To build me up and tear me down, Like an old abandoned house
- The good ol days when we could make someone dumb dumb person (my instincts tell me it’s Sally) draw 16. Kindly do so, missy. XD -
Just a random thought: I realised if I had chosen to go to Edinburgh, I.. hmm.. obviously I can’t imagine how it would be like or what I would be doing, so never mind =)
I went to Idp earlier today, to get some kind of confirmation over one of the “Special notes” as stated in my offer letter (it finally came in) which says: Kindly note that your application for the Bachelor of Medicine & Bachelor of Surgery & Bachelor of Medical Science program will be considered in the next selection round. And LoL, the idp people namely Selina and the other guy didn’t know what it meant as well but there was the Melbourne Officer, Jane present (my nice timing hehe). So she was like you didn’t put any applications in for Medicine only Biomedicine right and I was saying yeah, -nodding-. Oh well if you are interested then you can just sit back and wait till the next selection round and see if it comes through, well you’ve got a Firm offer now there’s nothing you should worry about, so I said thanks and went.

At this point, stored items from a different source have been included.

PR #253, opened 2022-06-02
Standard Transformer Simulation

tiopramayudi:

Add simulation for standard transformer, this is including changes of UI to reflect the new API

Fixes #

https://user-images.githubusercontent.com/2369255/171762171-95b1d464-89e2-4861-bc7a-5b776986a73f.mov

```release-note

```

**Checklist**

- [x] Tested locally
- [ ] Updated documentation


api/pkg/transformer/pipeline/operation.go
```diff
@@ -1,7 +1,118 @@
...
+func NewOperationTracing(operationSpecs interface{}, opType types.OperationType) *OperationTracing {
+	opTracing := &OperationTracing{
+		Specs:  operationSpecs,
+		OpType: opType,
+	}
+	return opTracing
+}
+
+func (ot *OperationTracing) AddInputOutput(input, output map[string]interface{}) error {
+	ot.mutex.Lock()
```
pradithya, line 42: Why is there need for mutex? Is there case that `AddInputOutput` is called concurrently?

api/config/config_test.go
```diff
@@ -52,9 +52,147 @@ func TestFeastServingURLs_URLs(t *testing.T) {
 	}
 }
 
-func TestStandardTransfomer_ToFeastStorageConfigs(t *testing.T) {
+func TestStandardTransformerConfig_ToFeastStorageConfigsForSimulation(t *testing.T) {
 	redisCfg := `{"is_redis_cluster": true,"serving_url":"online-storage.merlin.dev","redis_addresses":["10.1.1.10", "10.1.1.11"],"pool_size": 4,"max_retries": 1,"dial_timeout": "10s"}`
 	bigtableCfg := `{"serving_url":"10.1.1.3","project":"gcp-project","is_using_direct_storage":true,"instance":"instance","app_profile":"default","pool_size":3,"keep_alive_interval":"2m","keep_alive_timeout":"1m"}`
```
pradithya, line 57: You mentioned briefly that direct storage is not going to be supported first, is it still the case?

api/pkg/transformer/executor/predictor.go
```diff
@@ -0,0 +1,47 @@
+package executor
```
pradithya, line 1: Shall we call the package `simulator`? Or `executor` is more appropriate?

api/pkg/transformer/pipeline/operation.go
```diff
@@ -1,7 +1,118 @@
...
+	"fmt"
+	"reflect"
+	"sync"
+
+	"github.com/gojek/merlin/pkg/transformer/spec"
+	"github.com/gojek/merlin/pkg/transformer/types"
+	"github.com/gojek/merlin/pkg/transformer/types/table"
+)
 
 type Op interface {
```
pradithya, line 14: Can you add documentation for `Op` , `OperationIO`, `OperationTracing` ? including their field and methods. I think this is quite important part to be documented.

api/pkg/transformer/pipeline/operation.go
```diff
@@ -1,7 +1,118 @@
...
+		return err
+	}
+
+	ot.Input = append(ot.Input, input)
+	ot.Output = append(ot.Output, output)
+
+	return nil
+}
+
+func sanitizeIO(io map[string]interface{}) error {
```
pradithya, line 65: In what case `sanitizeIO` is required?

api/pkg/transformer/pipeline/variable_op.go
```diff
@@ -5,59 +5,77 @@ import (
...
+	*OperationTracing
 }
 
-func NewVariableDeclarationOp(variables []*spec.Variable) Op {
-	return &VariableDeclarationOp{
-		variableSpec: variables,
+func NewVariableDeclarationOp(variables []*spec.Variable, tracingEnabled bool) Op {
+	varOp := &VariableDeclarationOp{
+		variableSpec:     variables,
+		OperationTracing: NewOperationTracing(variables, types.VariableOpType),
```
pradithya, line 20: It seems redundant with line 23.

api/pkg/transformer/pipeline/operation.go
tiopramayudi: yeah, we do it sequentially. I removed the mutex

api/config/config_test.go
tiopramayudi: from executor POV it can support both, but from service POV it can only support feast serving because we needs to fetch feature metadata

api/pkg/transformer/executor/predictor.go
tiopramayudi: the purpose not only for simulation but also execute transformer in general, so in the future suppose turing want to call standard transformer it can orchestrate the executor from turing itself by supplying modelPredictor implementation (HTTP or mock)

api/pkg/transformer/pipeline/operation.go
tiopramayudi: it is to change `table` value to formatted value because `table` can't be marshalled without create custom marshaller

api/models/transformer.go
```diff
@@ -40,3 +44,22 @@ type Transformer struct {
 	EnvVars         EnvVars          `json:"env_vars"`
 	CreatedUpdated
 }
+
+// TransformerSimulation is payload that user supplies to simulate standard transformer config
+type TransformerSimulation struct {
+	Payload          types.JSONObject                `json:"payload"`
```
pradithya, line 50: Rename to `RequestPayload`

api/api/transformer_api.go
```diff
@@ -0,0 +1,26 @@
...
+	"github.com/gojek/merlin/models"
+)
+
+// TransformerController
+type TransformerController struct {
+	*AppContext
+}
+
+// SimulateTransformer API handles simulation of standard transformer
+func (c *TransformerController) SimulateTransformer(r *http.Request, vars map[string]string, body interface{}) *Response {
```
pradithya, line 15: Can we add error logging when returning from `SimulateTransformer`

api/pkg/transformer/executor/transformer.go
```diff
@@ -0,0 +1,116 @@
...
+
+	return &standardTransformer{
+		compiledPipeline: compiledPipeline,
+		modelPredictor:   executorConfig.modelPredictor,
+		executorConfig:   *executorConfig,
+	}, nil
+}
+
+// Predict will process all standard transformer request including preprocessing, model prediction and postprocess
+func (st *standardTransformer) Predict(ctx context.Context, requestBody types.JSONObject, requestHeaders map[string]string) (*types.PredictResponse, error) {
```
pradithya, line 66: Rename`Predict` to `Execute`

karzuo:
image
Do you want to change the background colour of "simulation" to disassociate it from pre and post processing as logical steps?

PR #256, opened 2022-06-10
Simulation review & improvement

ariefrahmansyah:


api/pkg/transformer/pipeline/variable_op.go
```diff
@@ -31,6 +31,8 @@ func (v *VariableDeclarationOp) Execute(context context.Context, env *Environmen
 
 	for _, varDef := range v.variableSpec {
 		name := varDef.Name
+		input := make(map[string]interface{})
```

AND THEN in the car, the light bulb was flicked on. Haha. I think, keyword: THINK, I think when I was applying back in Subang on the Idp Uni Open day or someth, I actually added my second preference as Bachelor of Medicine. And there I was thinking, they wouldn’t give some faggot who chose Biomedicine over Medicine a place so why not just add it for fun. So there you have it. It was my fault in the end. LOL.
Therefore the kaypo-ness of my pen, okay okay it was my hand, is bringing me closer and closer to a dilemma. Like I mentioned earlier like wayyy back, I didn’t Choose the course I applied for, it was sort of like an elimination process where I canceled everything I didn’t want or like and let the remaining course choose Me. So to cut to the chase, I don’t exactly know where my passion belongs in. My mum was like asking so you want to do medicine if they choose you and I gave her the how the hell should i know answer, which sounded more like I really don’t know, I seriously have no preference.

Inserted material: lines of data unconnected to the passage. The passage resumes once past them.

PR #267, opened 2022-06-28
Add Liveness Probe to model

karzuo:
To add liveness probe to each model pod created via kserve. This probe will check liveness every 10s.

None

```release-note
Added Liveness probe to model pods in kserve & transformer pod
Added option to disable liveness probe of models by setting MERLIN_DISABLE_LIVENESS_PROBE=true in model
Added option to disable liveness probe of transformer by setting MERLIN_DISABLE_LIVENESS_PROBE=true in transformer
```

**Checklist**

- [x] Tested locally
- [x] Updated documentation


api/cluster/templater_test.go
```diff
@@ -92,6 +93,20 @@ var (
 		},
 	}
 
+	tfLivenessProbe = &corev1.Probe{
```
ariefrahmansyah, line 96: Why is this variable name prefixed with `tf`?

ariefrahmansyah (commented):
Can you document (comment in the code is enough) on how you come up with those liveness probe configs for each model type?

api/cluster/templater_test.go
karzuo: This one only used for tensorflow

karzuo:
The values are invented. There's no statistics background behind it. We just check every 10 seconds. Are you suggesting some tests to be done? More info?

api/cluster/templater.go
```diff
@@ -160,6 +161,19 @@ func createPredictorSpec(modelService *models.Service, config *config.Deployment
 					Container: corev1.Container{
 						Name:      kserveconstant.InferenceServiceContainerName,
 						Resources: resources,
+						LivenessProbe: &corev1.Probe{
+							Handler: corev1.Handler{
+								TCPSocket: &corev1.TCPSocketAction{
+									Port: intstr.IntOrString{
```
pradithya, line 167: Why do wr use port 9000 for tensorflow? This is grpc port and not guaranteed to be open. Can we make use endpoiny in port 8080?

api/cluster/templater.go
```diff
@@ -208,6 +252,21 @@ func createPredictorSpec(modelService *models.Service, config *config.Deployment
...
+							Handler: corev1.Handler{
+								HTTPGet: &corev1.HTTPGetAction{
+									Path:   fmt.Sprintf("/v1/models/%s", modelService.Name),
+									Scheme: "HTTP",
+									Port: intstr.IntOrString{
+										IntVal: 8080,
+									},
+								},
+							},
+							InitialDelaySeconds: 10,
```
pradithya, line 265: How do ypu drcide these values?

api/cluster/templater.go
karzuo: I didnt know that this value can be chosen by me. Initially I thought it is server configured, so I copied this value from someone else online. Was still experimenting in the last commit. Willl update this as well.

api/cluster/templater.go
karzuo: As discussed with @ariefrahmansyah I don't observe any delay in model starting. It is quite instant. Hence a 10s initial delay.

pradithya: Got, do you know what is the impact to slow model that are not able to answer after 10s delay?

api/cluster/templater.go
pradithya: If you are experimenting, I suggest to do it in the dev cluster by creating the inference service manifest manually so that you can observe if it's correct/not right away and iterate faster. If you use CI to experiment it will be very slow and wasted your time.

api/cluster/templater.go
karzuo: Do you suggest adding a readiness probe then?

pradithya: I think adding readiness probe and make it same as liveness probe is good idea, wdyt @ariefrahmansyah . Another thing is that can we make these values configurable at merlin level? Additionally we probably should provide configuration to disable it in case there is issue with specific user's deployment.

ariefrahmansyah: I think liveness probe should be less sensitive than readiness probe. So if the model is not ready yet (e.g. downloading huge size of model), we still give it a chance to finish its job and be ready. If the model 

+1 on making it configurable.

api/cluster/templater.go
```diff
@@ -160,6 +161,21 @@ func createPredictorSpec(modelService *models.Service, config *config.Deployment
...
```
pradithya, line 174: Can you add `failureThreshold` ? And also can you extract all these values into a constant to avoid repetition?

api/cluster/templater.go
```diff
@@ -36,23 +37,34 @@ import (
...
+	defaultPredictorDisableLiveness   = "false"
+	defaultTransformerDisableLiveness = "false"
 
 	annotationPrometheusScrapeFlag = "prometheus.io/scrape"
 	annotationPrometheusScrapePort = "prometheus.io/port"
 
 	prometheusPort = "8080"
+
+	liveProbePort             = 8080
+	liveProbeinitialDelaySec  = 60
```
pradithya, line 63: Can we make it 30 seconds?

pradithya (approved):
LGTM!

The thing now is, If they were to give me the medicine offer, hohoho, the real problem begins. I could go on with the biomedicine course and spend my final year sitting 24/7 in the lab (zzzzz) and then by the end of the day if I decide that I actually have passion in medicine then I am guaranteed entry (condition: I maintain an average of 70-75%) into the postgraduate medicine course for 4 years. That makes 3+4 years. On the other hand, I could just go straight for the MBBS course which would be 6 years. But I would be in trouble if I realise I’m not cut out to be a good medical practitioner, and boy do I still have doubts and disses. If I were to go for Biomedicine and get my degree in 3 years, there would still be a wide range of Masters for me to select. However, (there’s always a but) my mum is starting to worry about the extra years.
Check out my dad’s personal msg in the meantime. “Daughters going oversea. son finish upsr wan phone & mp3. 3rd one going to finiz pmr and god knows wat she wans. pokkai pokkai la”
I don’t know whether to say it’s cute or disturbing.
So the bottomline is sorta like I’m asking for help in making my decisions, but I myself do not know what I really want yet, and to think that I thought what Ms Megan the counsellor said last time about me being good and having interests in too many things is , uhm, shit. LoL. I guess I’ll have to take that back.